Multi-game form of poker

H.O.R.S.E. is a multi-game form of poker commonly played at the high-stakes tables of casinos and in tournaments. It is most often played in a limit format, but can be played with other betting structures. The format consists of rounds of play cycling among Texas hold 'em (the H), Omaha hi-low split-eight or better (the O), Razz (the R), seven-card stud (the S), and seven card stud hi-low split-eight or better (the E).

==Variations==
H.O.S.E. drops razz from the array.

C.H.O.R.S.E. adds Chowaha or Crazy Pineapple. This results in an even split of community card games and stud games. C.H.O.R.S.E.L. adds lowball.

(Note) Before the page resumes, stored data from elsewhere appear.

PR #4517, opened 2026-07-20
Fix stale live position reconciliation snapshots

folknor:
A follow-up to the position-reconciliation tolerance fix in #4490, on the same live reconciliation path.

## Position reconciliation acted on a prepare-time snapshot

The continuous position-consistency check captures open positions at prepare time and then reconciles them against venue reports that arrive after an asynchronous round-trip. `start_position_report_check` calls `open_positions_by_key_for_reconciliation`, cloning each open `Position` into `PositionReportCheck.positions_by_key`, and only then awaits `request_position_reports` (sequential over clients). When that future resolves, `reconcile_position_reports` -> `check_position_discrepancy` derives both `cached_signed_qty` and `cached_avg_px` from the frozen vector. The runner keeps draining execution events during the await, so a fill that closes or reduces the position mutates the cache but not the snapshot; the only guard is the `position_local_activity` grace window (`position_check_threshold_ns`, `5s` by default, `0` disables), and retries do not debounce - the first discrepancy acts. A position that goes flat during the request against an empty venue response yields stale `cached_signed_qty=5, venue=0` and a synthetic market sell of `5`, which applied to the now-flat cache opens a real short. The venue-only loop is the same defect in reverse: reports for keys absent at prepare are reconciled against `&[]`, so a position that opened during the request is treated as absent and its full venue quantity is re-synthesized.

The mass-status netting path (`reconcile_position_report_netting`) already reads `cache.positions_open` live inside a single borrow with no intervening await, and is unaffected. The fix brings the continuous path into line: `check_position_discrepancy` re-reads the current open-`Position` vector for the key from the cache at reconciliation time and drives both quantity and average price from it, in the prepare-key loop and the venue-only loop alike, and retry pruning keys on the reconcile-time active set rather than the prepare-time keys. The prepared `client_coverage` snapshot is retained deliberately - it records which clients were actually queried, which is what lets an absent report be read as flat - so a newly opened key that carries no coverage entry is deferred to the next cycle rather than reconciled against a report that was never requested for it.

## Testing

- `test_position_check_rereads_position_closed_during_request` - a position long `5` at prepare time is closed to flat while the report request is pending; an empty venue response generates no reconciliation event and leaves no open position (the stale long would otherwise synthesize a sell that opens a real short).
- `test_position_check_rereads_position_opened_during_request` - a position opened during the request and matched by the venue report generates no event; the venue-only path defers the key that carried no prepare-time coverage.
- `test_position_check_uses_current_avg_px_after_request` - a residual discrepancy prices its synthetic fill from the current position (`3.0` at `avg_px_open` `3100`, reconciliation price `3300.00`), not the stale snapshot (`5.0` at `3000`).
- `test_position_check_preserves_retry_for_uncovered_position_opened_during_request` - a deferred uncovered key stays in the reconcile-time active set, so its retry counter is not pruned.

All tests use paused/virtual time (the in-flight cache mutation is driven by a virtual `dst::time::sleep`, no wall-clock waits). Each assertion was verified to FAIL against the unfixed snapshot-keyed code.

### DIFF
--- a/crates/live/src/execution/manager.rs
+++ b/crates/live/src/execution/manager.rs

H.O.R.S.E.H.A.T. is another 8-Game Mix, which includes more games than most other mixed poker games. PokerStars started offering this game in 2008. It consists of limit 2-7 Triple Draw, limit Texas hold 'em, limit Omaha Hi-Lo, limit Razz, limit Seven-card Stud, limit Seven card Stud Hi-Lo, no limit Texas hold 'em and pot limit Omaha.

== World Series of Poker events ==
H.O.R.S.E. made its debut at the World Series of Poker in 2002 with a $2,000 buy-in. John Hennigan won the event, earning $117,320.

A record-setting $50,000 buy-in H.O.R.S.E. tournament made its debut at the 2006 World Series of Poker. Chip Reese won the event, earning $1,716,000 for first place. After Reese died at the end of 2007, the Chip Reese Memorial Trophy was created in his honor. The trophy is awarded to the winner of the $50,000 championship event since the 2008 World Series of Poker.

The $50,000 buy-in tournament returned for the 2007 WSOP, along with seven satellite events with a $2,250 buy-in whose winners earned seats into the $50,000 buy-in event. The $50,000 event, which awarded $2,276,832 to first place, was won by professional player Freddy Deeb. Separate H.O.R.S.E. events with $2,500 and $5,000 buy-ins were also on the 2007 WSOP program.

The 2008 $50,000 H.O.R.S.E event was won by Scotty Nguyen, who received $1,989,120 for his victory. This was also the first time that the Chip Reese Memorial Trophy had been awarded to the winner of the competition.

The 2009 $50,000 H.O.R.S.E. event was won by David Bach, for $1,276,802.

For 2010, the $50,000 H.O.R.S.E. World Championship event was replaced by The Poker Player's Championship, with an identical buy-in. The 2010 WSOP also featured a new $10,000 H.O.R.S.E. Championship, joining already-existing events with $1,500 and $3,000 buy-ins.